Data extract →
PR #1126, opened 2017-01-04
Adding check for presenter since it is required for the view

cam156:
refs projecthydra/sufia/issues/2990

If we are displaying the unavailable view and the workflow is in a suppressed state then the presenter does not get set in the usual way becuase document_not_found! raise an exception during the setting or the presenter.  At this point we need the presenter to be set for the view to render correctly, so set it without checking for suppression.

### DIFF
--- a/app/controllers/concerns/curation_concerns/curation_concern_controller.rb
+++ b/app/controllers/concerns/curation_concerns/curation_concern_controller.rb
@@ -218,6 +218,7 @@ module CurationConcerns
         message = I18n.t("curation_concerns.workflow.unauthorized")
         respond_to do |wants|
           wants.html do
+            unavailable_presenter
             flash[:notice] = message
             render 'unavailable', status: :unauthorized
           end
@@ -235,6 +236,10 @@ module CurationConcerns
             render plain: message, status: :unauthorized
           end
         end
+      end
+
+      def unavailable_presenter
+        @presenter ||= show_presenter.new(::SolrDocument.find(params[:id]), current_ability, request)
       end
   end
 end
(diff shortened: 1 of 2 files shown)


app/controllers/concerns/curation_concerns/curation_concern_controller.rb
```diff
@@ -218,6 +218,9 @@ def render_unavailable
         message = I18n.t("curation_concerns.workflow.unauthorized")
         respond_to do |wants|
           wants.html do
+            if @presenter.blank?
```
mjgiarlo: @jcoyne @cam156 How would you feel about:

1. Putting line 222 behind its own private message, one named something like `presenter_for_not_found_concern`; and
2. Invoking the new method within the `document_not_found!` method, which will make sure `@presenter` gets set right next to the code that handles the "not found" case

:question:

jcoyne: @mjgiarlo this partial was your creation, so I defer to you.

jcoyne: That said, it makes sense to have a really minimal presenter that only has the workflow state and the object type and label.

jcoyne: @cam156 that's right. So we need a SuppressedPresenter. The ShowPresenter is inappropriate as we're not showing the full representation

cam156:
@jcoyne & @mjgiarlo moved the code into a method.  Moving it down into an ensure in presenter is also an option, but I think that would seem more mysterious.

jcoyne:
@cam156 can you rebase this please?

Action item →
Where does the string "jcoyne" appear in the records above? Show every line that holds it.

Response →
mjgiarlo: @jcoyne @cam156 How would you feel about:
jcoyne: @mjgiarlo this partial was your creation, so I defer to you.
jcoyne: That said, it makes sense to have a really minimal presenter that only has the workflow state and the object type and label.
jcoyne: @cam156 that's right. So we need a SuppressedPresenter. The ShowPresenter is inappropriate as we're not showing the full representation
@jcoyne & @mjgiarlo moved the code into a method.  Moving it down into an ensure in presenter is also an option, but I think that would seem more mysterious.
jcoyne:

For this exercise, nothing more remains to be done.